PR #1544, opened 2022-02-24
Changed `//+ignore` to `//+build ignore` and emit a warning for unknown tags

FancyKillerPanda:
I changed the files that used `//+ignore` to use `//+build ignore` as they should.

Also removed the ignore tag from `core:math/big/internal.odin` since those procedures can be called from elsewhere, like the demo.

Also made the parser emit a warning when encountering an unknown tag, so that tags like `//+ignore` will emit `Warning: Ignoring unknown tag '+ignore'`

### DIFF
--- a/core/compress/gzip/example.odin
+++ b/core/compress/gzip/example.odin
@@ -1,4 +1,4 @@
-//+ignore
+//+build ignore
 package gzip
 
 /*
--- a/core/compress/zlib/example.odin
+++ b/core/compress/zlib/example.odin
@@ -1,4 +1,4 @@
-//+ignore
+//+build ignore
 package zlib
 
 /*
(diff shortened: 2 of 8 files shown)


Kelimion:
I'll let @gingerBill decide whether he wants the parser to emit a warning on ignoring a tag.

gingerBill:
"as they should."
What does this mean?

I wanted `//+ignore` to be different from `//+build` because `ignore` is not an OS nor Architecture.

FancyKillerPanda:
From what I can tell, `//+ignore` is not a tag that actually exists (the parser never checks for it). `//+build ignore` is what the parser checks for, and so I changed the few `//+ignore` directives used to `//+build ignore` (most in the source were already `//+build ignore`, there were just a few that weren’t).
****
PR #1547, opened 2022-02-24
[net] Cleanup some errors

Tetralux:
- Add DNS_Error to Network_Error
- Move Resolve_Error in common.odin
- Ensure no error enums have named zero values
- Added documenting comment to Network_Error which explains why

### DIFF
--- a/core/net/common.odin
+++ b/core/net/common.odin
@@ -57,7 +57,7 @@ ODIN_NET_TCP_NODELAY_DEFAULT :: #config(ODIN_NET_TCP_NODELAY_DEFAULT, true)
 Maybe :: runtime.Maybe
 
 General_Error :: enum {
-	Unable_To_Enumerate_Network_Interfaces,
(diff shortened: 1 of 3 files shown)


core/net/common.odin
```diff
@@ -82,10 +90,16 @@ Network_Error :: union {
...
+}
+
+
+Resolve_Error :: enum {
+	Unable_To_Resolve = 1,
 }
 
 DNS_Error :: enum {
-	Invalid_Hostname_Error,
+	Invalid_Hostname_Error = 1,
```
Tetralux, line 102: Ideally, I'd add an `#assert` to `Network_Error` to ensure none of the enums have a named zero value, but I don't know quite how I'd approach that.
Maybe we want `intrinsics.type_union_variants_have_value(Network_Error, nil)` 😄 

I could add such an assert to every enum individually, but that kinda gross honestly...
****
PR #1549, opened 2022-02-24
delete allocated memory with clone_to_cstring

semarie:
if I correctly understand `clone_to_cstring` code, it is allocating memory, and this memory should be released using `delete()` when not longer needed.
****
§ **Work instructions**
Filter the listing above for lines with the word "zero", and copy each one you find.

§ **Final answer**
- Ensure no error enums have named zero values
Tetralux, line 102: Ideally, I'd add an `#assert` to `Network_Error` to ensure none of the enums have a named zero value, but I don't know quite how I'd approach that.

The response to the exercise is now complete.